PR #418, opened 2024-04-03
Replacing noexcept to RYML_NOEXCEPT for stack and tree

Neko-Box-Coder:
I have replaced `noexcept` for a few places with macro but not the ones that are move constructor.
All the ones I replaces have asserts which can throw (I think)

For #411


biojppm:
Thanks!

PR #285, opened 2019-12-30
test: Extra step to verify build success

phlptt:


ui_automation_tests/step_defs/test_menu.py
```diff
@@ -0,0 +1,19 @@
+import urllib.request
+
+from pytest_bdd import scenarios, then, when
+
+scenarios("../features/menu.feature", strict_gherkin=False)
+
+
+@then("I get a 200")
+def success(driver):
```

++++++++++++++++++++

Your output should be an exact transcription of the line that holds "All the ones" and each line after it through the end of the listing above.

All the ones I replaces have asserts which can throw (I think)

For #411


biojppm:
Thanks!

PR #285, opened 2019-12-30
test: Extra step to verify build success

phlptt:


ui_automation_tests/step_defs/test_menu.py
```diff
@@ -0,0 +1,19 @@
+import urllib.request
+
+from pytest_bdd import scenarios, then, when
+
+scenarios("../features/menu.feature", strict_gherkin=False)
+
+
+@then("I get a 200")
+def success(driver):
```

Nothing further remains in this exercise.